The details of his complaint says that he was dismissed for allegedly defrauding the company, something which was in dispute. The Notice of Appearance by the Respondent, which is dated 28 November 1995 stated that he was dismissed for gross misconduct. There was a hearing before the Industrial Tribunal at London (North) on 2 April 1996 at the conclusion of which, it was the unanimous decision of the Tribunal that the dismissal was fair and the case was dismissed. Essentially, the conduct complained of by the company was that Mr Hare inaccurately and dishonestly completed time sheets.
The grounds of appeal on which Mr Maskell, who appears for the Appellant today, as he was below, are numerous, but essentially what is complained of is bias by the Industrial Tribunal. It is suggested that prior to the commencement of the hearing before them, the Tribunal, particularly the Chairman had determined the factual issues against the Appellant, who accordingly did not have a fair hearing. Further, the Chairman was rather hard on the representative of the Appellant, as he made (or attempted to make) submissions.
We have had the benefit of seeing the affidavits dated 12 June 1996, of the Appellant and of Mr Maskell, who has not supplemented the Notice of Appeal by any oral submissions before us today. We have also had the benefit of reading a letter of 19 April from the Regional Chairman of the London (North) Industrial Tribunal by way of reply to those affidavits. A copy of this letter was sent to Mr Maskell.
Obviously this Tribunal views with very great care complaints made about the conduct at a hearing of members of an Industrial Tribunal. It is axiomatic that every litigant must have and be seen to have a fair hearing. Here, it seems to us, that the Chairman and her colleagues viewed with a certain amount of concern, the complaint made by the Applicant (the Appellant here) because prima facie there was a matter of misconduct alleged and it is clear that the Chairman made her feelings known at an early stage at the hearing, namely if there were proper grounds for suspicion of dishonesty, properly investigated and determined, an employer might well be entitled to dismiss and an Industrial Tribunal would be unlikely to be able to upset their decision.

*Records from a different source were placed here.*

PR #5355, opened 2021-03-10
opensk: initial integration.

DavidKorczynski:
OpenSK is an open-source implementation for security keys written in Rust that supports both FIDO U2F and FIDO2 standards.

https://security.googleblog.com/2020/01/say-hello-to-opensk-fully-open-source.html

@jmichelp @ia0 @gendx is it in the interest to enable continuous fuzzing of OpenSK? There are already quite a few of Google's open source repositories on OSS-Fuzz and I thought it would be nice to get OpenSK on as well. Let me know!

### DIFF
--- a/projects/opensk/Dockerfile
+++ b/projects/opensk/Dockerfile
@@ -1,0 +1,26 @@
+# Copyright 2021 Google LLC
+#
+# Licensed under the Apache License, Version 2.0 (the "License");
+# you may not use this file except in compliance with the License.
+# You may obtain a copy of the License at
+#
+#      http://www.apache.org/licenses/LICENSE-2.0
+#
+# Unless required by applicable law or agreed to in writing, software
+# distributed under the License is distributed on an "AS IS" BASIS,
+# WITHOUT WARRANTIES OR CONDITIONS OF ANY KIND, either express or implied.
+# See the License for the specific language governing permissions and
+# limitations under the License.
+#
+################################################################################
+FROM gcr.io/oss-fuzz-base/base-builder
+RUN apt-get update && apt-get install -y make autoconf automake libtool curl cmake python llvm-dev libclang-dev clang uuid-runtime
+
+RUN git clone --recurse-submodules https://github.com/google/OpenSK  && \
+    cd OpenSK && \
+    ./setup.sh && \
+    ./fuzzing_setup.sh
+
+WORKDIR $SRC
+
+COPY build.sh $SRC/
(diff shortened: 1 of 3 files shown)


ia0:
Thanks @DavidKorczynski for doing this. In addition of @jmichelp for approval, let me also add @kaczmarczyck who has worked on those fuzz targets. Note that we also have fuzzing for one of our [internal library](https://github.com/google/OpenSK/tree/stable/libraries/persistent_store), we may want to also continuously fuzz it.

The Chairman of the Tribunal hearing Mr Hare's application has great experience in conducting such hearings. There is nothing in the papers to make any of us conclude that there was anything which any professional advocate, whether a Barrister or a Solicitor appearing for the Appellant, would have found out of the ordinary in the questions which were asked of the representative, indeed, or of the witness by the Tribunal; the complaint of unfairness is, in our judgment, unfounded. Advocates, applicants and witnesses are all entitled to be treated with courtesy, but they must sometimes be expected to face questions which they have difficulty in answering. Although here they may well have come from the Tribunal, this does not illustrate bias.
In our judgment there were ample facts available for the Tribunal to find that the application failed on the facts. We can see nothing wrong with the judgment which was made. We have considered very carefully (as we say) what is said by Mr Hare and by Mr Maskell in their affidavits, but there is nothing in those statements which lead us to think that the Tribunal reached the wrong decision, or that there is anything of which the representative of the Appellant, or the Appellant, can truly complain.
In those circumstances we think it would be appropriate to dismiss the appeal at this stage.